[Stored data]
§ §

Issue #612, opened 2014-12-14
mix: Ethereum QML types


arkpar:
QML components for displaying and editing common ethereum types, such as u256, address

arkpar:
Moved to PT

PR #819, opened 2015-01-18
Ethereum QML types: #612

yann300:
- Display an Ether value (including units and formatting).
- Manage big integer in QML side.

### DIFF
--- a/mix/ClientModel.h
+++ b/mix/ClientModel.h
@@ -26,7 +26,6 @@
 #include <atomic>
 #include "DebuggingStateWrapper.h"
 #include "MixClient.h"
-#include "QEther.h"
 
 using AssemblyDebuggerData = std::tuple<QList<QObject*>, dev::mix::QQMLMap*>;
 
--- a/mix/ClientModel.h
+++ b/mix/ClientModel.h
@@ -1,18 +1,18 @@
 /*
-    This file is part of cpp-ethereum.
+	This file is part of cpp-ethereum.
 
-    cpp-ethereum is free software: you can redistribute it and/or modify
-    it under the terms of the GNU General Public License as published by
-    the Free Software Foundation, either version 3 of the License, or
-    (at your option) any later version.
+	cpp-ethereum is free software: you can redistribute it and/or modify
+	it under the terms of the GNU General Public License as published by
+	the Free Software Foundation, either version 3 of the License, or
+	(at your option) any later version.
 
-    cpp-ethereum is distributed in the hope that it will be useful,
-    but WITHOUT ANY WARRANTY; without even the implied warranty of
-    MERCHANTABILITY or FITNESS FOR A PARTICULAR PURPOSE.  See the
-    GNU General Public License for more details.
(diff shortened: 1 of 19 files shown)


mix/ClientModel.h
```diff
@@ -26,6 +26,7 @@
 #include <atomic>
 #include "DebuggingStateWrapper.h"
 #include "MixClient.h"
+#include "QEther.h"
```
arkpar: Is it needed here? Maybe a forward declaration will do?

mix/DebuggingStateWrapper.cpp
```diff
@@ -66,25 +67,19 @@ std::tuple<QList<QObject*>, QQMLMap*> DebuggingStateWrapper::getHumanReadableCod
 	return std::make_tuple(codeStr, QPointer<QQMLMap>(new QQMLMap(codeMapping)));
 }
 
-QString DebuggingStateWrapper::gasCost()
+QBigInt* DebuggingStateWrapper::gasCost()
 {
-	std::ostringstream ss;
-	ss << std::dec << m_state.gasCost;
-	return QString::fromStdString(ss.str());
+	return new QBigInt(m_state.gasCost, this);
```
arkpar: You should set ownership to javascript to avoid memory leaks

mix/QBigInt.cpp
```diff
@@ -0,0 +1,59 @@
...
+
+	You should have received a copy of the GNU General Public License
+	along with cpp-ethereum.  If not, see <http://www.gnu.org/licenses/>.
+*/
+/** @file QBigInt.cpp
+ * @author Yann yann@ethdev.com
+ * @date 2015
+ */
+
+#include "boost/variant/multivisitors.hpp"
```
arkpar: angle brackets?

mix/ClientModel.h
yann300: OK I moved this include in the right header file.

mix/QBigInt.h
```diff
@@ -0,0 +1,97 @@
...
+	Q_INVOKABLE QBigInt* subtract(QBigInt* const& _value) const;
+	/// Add @a _value to the current big integer. Invokable from QML.
+	Q_INVOKABLE QBigInt* add(QBigInt* const& _value) const;
+	/// Multiply by @a _value. Invokable from QML.
+	Q_INVOKABLE QBigInt* multiply(QBigInt* const& _value) const;
+	/// divide by @a _value. Invokable from QML.
+	Q_INVOKABLE QBigInt* divide(QBigInt* const& _value) const;
+
+protected:
+	 BigIntVariant m_internalValue;
```
arkpar: Using variant here makes code quite complex. Maybe use template base class instead?

yann300: Yes I tried but we cannot use Template with a QObject class. And with
Template, we have to know the type to use (bigint or u256) at compile time.
With boost::variant. We just have to set a pool of type to manage and the
rest is done during the runtime.

2015-01-19 16:48 GMT+01:00 Arkadiy Paronyan <notifications@github.com>:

§ §

* _How to complete this task_
Which lines of the data include "QString"? Copy each of them.

* _Solution to this problem_
-QString DebuggingStateWrapper::gasCost()
-	return QString::fromStdString(ss.str());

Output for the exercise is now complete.